04 – Privacy Workflow 

Create a HIPAA compliance policy, scan a dataset for PII, apply privacy transformations (masking, hashing, redaction), and retrieve results.

python 04_privacy_workflow.py --base-url https://your-domain.com \
    --api-key YOUR_KEY --project-id PROJ_UUID --dataset-id DS_UUID \
    --profile hipaa

05 – Synthetic Data Generation 

Train a SynthGen model (CTGAN/CopulaGAN/TVAE/Gaussian Copula) on a dataset version, wait for training, and generate synthetic rows with optional reproducibility seed.

python 05_synthetic_data.py --base-url https://your-domain.com \
    --api-key YOUR_KEY --project-id PROJ_UUID --version-id VER_UUID \
    --model-type ctgan --epochs 300 --num-rows 5000 --seed 42

06 – Model Monitoring 

Deploy a model, promote to production, and check for data drift.

python 06_model_monitoring.py --base-url https://your-domain.com \
    --api-key YOUR_KEY --project-id PROJ_UUID --model-id MODEL_UUID

07 – What-If Analysis 

Create a studio session with baseline inputs, define counterfactual scenarios, run predictions, and compare results side by side.

python 07_what_if_analysis.py --base-url https://your-domain.com \
    --api-key YOUR_KEY --project-id PROJ_UUID --deployment-id DEP_UUID

08 – Report Generation 

Generate experiment and deployment reports with AI insights, wait for PDF generation, and download the results.

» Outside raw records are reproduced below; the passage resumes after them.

Issue #469, opened 2024-02-07
Can't run on Cloudflare Workers


TranquilMarmot:
Following the example...

```ts
const hf = new HfInference('your access token')

await hf.summarization({
  model: 'facebook/bart-large-cnn',
  inputs:
    'The tower is 324 metres (1,063 ft) tall, about the same height as an 81-storey building, and the tallest structure in Paris. Its base is square, measuring 125 metres (410 ft) on each side. During its construction, the Eiffel Tower surpassed the Washington Monument to become the tallest man-made structure in the world, a title it held for 41 years until the Chrysler Building in New York City was finished in 1930.',
  parameters: {
    max_length: 100
  }
})
```

Running this in a Cloudflare Worker will fail with:

> Error: The 'credentials' field on 'RequestInitializerDict' is not implemented.

There is a closed issue in their repo (https://github.com/cloudflare/workers-sdk/issues/2514) about this error.

Maybe there's another way to pass the token that would play nicely with it 🤔

coyotte508:
You can pass a custom fetch function to `HfInference`:

```
const hf = new HfInference(env.HF_TOKEN, {
	fetch: (input, init) => {
		if (init) {
			// Remove "credentials" from the request
			const { credentials, ...rest } = init;
			void credentials;

			return fetch(input, rest);
		}

		return fetch(input);
	},
});
```

TranquilMarmot:
I tried that, but when calling the `HfInference` constructor the error still happens (even with an `undefined` token)

coyotte508:
The token is unrelated, `credentials` in the error is a fetch option.

Did you try 

```ts
const hf = new HfInference(undefined, {includeCredentials: false})
```

?

If it still errors, it's probably another part of the code or another hf.js module

TranquilMarmot:
Okay, that seems to be working. For reference, this is the code that I used:

```ts
const hf = new HfInference(undefined, {
includeCredentials: false,
fetch: (url, init) =>
    fetch(url, {
    ...init,
    headers: {
        ...init?.headers,
        Authorization: `Bearer ${env.HUGGINGFACE_TOKEN}`,
    },
    }) as unknown as any,
});
```

PR #475, opened 2024-02-07
💥 By default, do not set `credentials` in `fetch`

coyotte508:
Follow up to #248 

See #469

Do not pass `credentials` to `fetch` unless explicitly requrested.

cc @WalshyDev for visibility


coyotte508:
wow this was forgotten sorry

PR #477, opened 2024-02-08
Add image-text-to-text + multimodal fixes

osanseviero:
Tentatively

* We align better what multimodal is
* We add a new type for llava


packages/tasks/src/pipelines.ts
```diff
@@ -589,9 +589,15 @@ export const PIPELINE_DATA = {
 	},
 	"text-to-video": {
 		name: "Text-to-Video",
-		modality: "multimodal",
+		modality: "cv",
```
SBrandeis, line 592: Same comment here

osanseviero: Check the discussion in https://huggingface.slack.com/archives/C01N44FJDHT/p1706796001731059?thread_ts=1706792789.298009&cid=C01N44FJDHT

This model only has one type of model input (same as text-to-speech).

SBrandeis: That makes sense, thank you for the link!

SBrandeis (approved):

Wauplin (approved):

packages/tasks/src/pipelines.ts
```diff
@@ -430,7 +430,7 @@ export const PIPELINE_DATA = {
 				name: "Image Captioning",
 			},
 		],
-		modality: "multimodal",
+		modality: "cv",
```
amyeroberts, line 433: Should this be "nlp"? The other labels seem to match the output modality.

osanseviero: Hmm that would be a bit strange IMO. Both image generation and image captioning seem fundamentally computer vision tasks to me

Reeray:
Hi there, here is an image-text-to-text icon suggestion: 
Image-text-to-text

three other icon suggestions for better icon consistency:
1. Image-to-text, 
image-to-text

2. Image-to-video, 
image-to-video

3. text-to-video,
text-to-video

SBrandeis (approved):

PR #481, opened 2024-02-13
`speechbrain_interface` instead of `speechbrain?.interface`

pcuenca:
Models seem to use `speechbrain_interface`, for example: https://huggingface.co/TalTechNLP/voxlingua107-epaca-tdnn/blob/main/config.json?library=speechbrain#L2, https://huggingface.co/speechbrain/asr-crdnn-commonvoice-de/blob/main/config.json

### DIFF
--- a/packages/tasks/src/library-ui-elements.ts
+++ b/packages/tasks/src/library-ui-elements.ts
@@ -400,14 +400,14 @@ const speechBrainMethod = (speechbrainInterface: string) => {
 };
 
 const speechbrain = (model: ModelData) => {
-	const speechbrainInterface = model.config?.speechbrain?.interface;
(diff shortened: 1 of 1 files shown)


julien-c:
hmm yeah but take a look at the code in moon-landing; i think we rename/nest the config object in `model.config`

Is it not currently working?

pcuenca:
Oh, that would explain it. But no, it's not working.

Screenshot 2024-02-13 at 13 12 51

pcuenca:
Setting to `draft`, will debug in codespaces.

pcuenca:
Reference (internal): https://github.com/huggingface/moon-landing/blob/8634ab6d6098164176af69e9abef47a83fa66561/server/repo_types/Models.ts#L494

PR #482, opened 2024-02-14
Simpler support for new model libraries

julien-c:
close this [internal issue](https://github.com/huggingface/moon-landing/issues/8791)

### DIFF
--- a/packages/tasks/src/model-libraries.ts
+++ b/packages/tasks/src/model-libraries.ts
@@ -1,52 +1,333 @@
+import * as snippets from "./library-ui-elements";
+import type { ModelData } from "./model-data";
+
+/**
+ * Elements configurable by a model library.
+ */
+export interface LibraryUiElement {
+	/**
+	 * Pretty name of the library.
+	 * displayed in tags, and on the main
+	 * call-to-action button on the model page.
+	 */
+	btnLabel: string;
+	/**
+	 * Repo name of the library's (usually on GitHub) code repo
+	 */
+	repoName: string;
+	/**
+	 * URL to library's (usually on GitHub) code repo
+	 */
+	repoUrl: string;
+	/**
+	 * URL to library's docs
+	 */
+	docsUrl?: string;
+	/**
+	 * Code snippet(s) displayed on model page
+	 */
+	snippets?: (model: ModelData) => string[];
+	/**
+	 * should we display this library in hf.co/models filter
+	 * (only for popular libraries with > 100 models)
+	 */
+	filter?: boolean;
+}
+
 /**
  * Add your new library here.
  *
  * This is for modeling (= architectures) libraries, not for file formats (like ONNX, etc).
- * File formats live in an enum inside the internal codebase.
+ * (unlike libraries, file formats live in an enum inside the internal codebase.)
+ *
+ * Doc on how to add a library to the Hub:
+ *
+ * https://huggingface.co/docs/hub/models-adding-libraries
+ *
+ * /!\ IMPORTANT
+ *
+ * The key you choose is the tag your models have in their library_name on the Hub.
  */
-export enum ModelLibrary {
-	"adapter-transformers" = "Adapters",
-	"allennlp" = "allenNLP",
-	"asteroid" = "Asteroid",
-	"bertopic" = "BERTopic",
-	"diffusers" = "Diffusers",
-	"doctr" = "docTR",
-	"espnet" = "ESPnet",
-	"fairseq" = "Fairseq",
-	"flair" = "Flair",
-	"keras" = "Keras",
-	"k2" = "K2",
-	"mlx" = "MLX",
-	"nemo" = "NeMo",
-	"open_clip" = "OpenCLIP",
-	"paddlenlp" = "PaddleNLP",
-	"peft" = "PEFT",
-	"pyannote-audio" = "pyannote.audio",
-	"sample-factory" = "Sample Factory",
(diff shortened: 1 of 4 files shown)


packages/tasks/src/model-libraries.ts
```diff
@@ -1,52 +1,333 @@
...
+} satisfies Record<string, LibraryUiElement>;
+
+export type ModelLibraryKey = keyof typeof MODEL_LIBRARIES_UI_ELEMENTS;
 
-export const ALL_MODEL_LIBRARY_KEYS = Object.keys(ModelLibrary) as ModelLibraryKey[];
+export const ALL_MODEL_LIBRARY_KEYS = Object.keys(MODEL_LIBRARIES_UI_ELEMENTS) as ModelLibraryKey[];
 
-export const ALL_DISPLAY_MODEL_LIBRARY_KEYS = ALL_MODEL_LIBRARY_KEYS.filter(
-	(k) => !["doctr", "k2", "mindspore", "tensorflowtts"].includes(k)
-);
```
julien-c, line 52: there was already this @osanseviero but i wrapped it inside the main dict

Note that i used an opt-in "filter: true" which seems friendlier to me

The elastic queries i will add in a second PR

packages/tasks/src/model-libraries.ts
```diff
@@ -1,52 +1,333 @@
...
+		repoUrl: "https://github.com/huggingface/huggingface_sb3",
+		docsUrl: "https://huggingface.co/docs/hub/stable-baselines3",
+		snippets: snippets.stableBaselines3,
+		filter: true,
+	},
+	mindspore: {
+		btnLabel: "MindSpore",
+		repoName: "mindspore",
+		repoUrl: "https://github.com/mindspore-ai/mindspore",
+	},
```
julien-c, line 296: added this one + k2 and doctr to the main dict, as they were not there

osanseviero: Thanks!

packages/tasks/src/model-libraries.ts
```diff
@@ -1,52 +1,333 @@
...
+		snippets: snippets.adapters,
+		filter: true,
+	},
+	allennlp: {
+		btnLabel: "AllenNLP",
+		repoName: "AllenNLP",
+		repoUrl: "https://github.com/allenai/allennlp",
+		docsUrl: "https://huggingface.co/docs/hub/allennlp",
+		snippets: snippets.allennlp,
+		filter: true,
```
osanseviero, line 67: Let's remove this one too as it's archived 

```suggestion
```

packages/tasks/src/model-libraries.ts
osanseviero: Awesome, thanks a lot!

osanseviero: Was `ALL_MODEL_LIBRARY_KEYS` being used? They were still shown :thinking:

osanseviero (approved):
Thanks!

coyotte508 (approved):

Wauplin (approved):
PR looks good to me but I don't think it closes the issue. In https://github.com/huggingface/moon-landing/issues/8791#issuecomment-1912339361 @osanseviero suggested to:
1. be able to remove the library from the filter list (done in this PR)
2. move the Elastic queries to have everything in a single file (and public) => still to be done or it's already decided that we don't do it?

packages/tasks/src/model-libraries.ts
```diff
@@ -1,52 +1,333 @@
+import * as snippets from "./library-ui-elements";
```
SBrandeis, line 1: Let's rename the file to make it more explicit it only contains snippets maybe

SBrandeis (approved):

packages/tasks/src/model-libraries.ts
julien-c: yes, looks like `ALL_DISPLAY_MODEL_LIBRARY_KEYS` (the filtered one) was only used in the suggestion dropdown in the GUI editor:

image

julien-c:
@Wauplin https://github.com/huggingface/huggingface.js/pull/482#discussion_r1489188050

python 08_reports.py --base-url https://your-domain.com \
    --api-key YOUR_KEY --project-id PROJ_UUID \
    --experiment-id EXP_UUID --output-dir ./reports

Running the Examples 

All examples follow the same pattern:

Install the SDK:
```
pip install coreplexml
```
Set your API key and server URL. You can pass them as arguments or export them as environment variables and modify the scripts to read from os.environ.

Run the script:

python 01_quickstart.py --base-url https://ml.example.com --api-key cp_ab12cd34.your-secret-key --csv train.csv

Each script prints progress to stdout and exits with code 0 on success or 1 on error.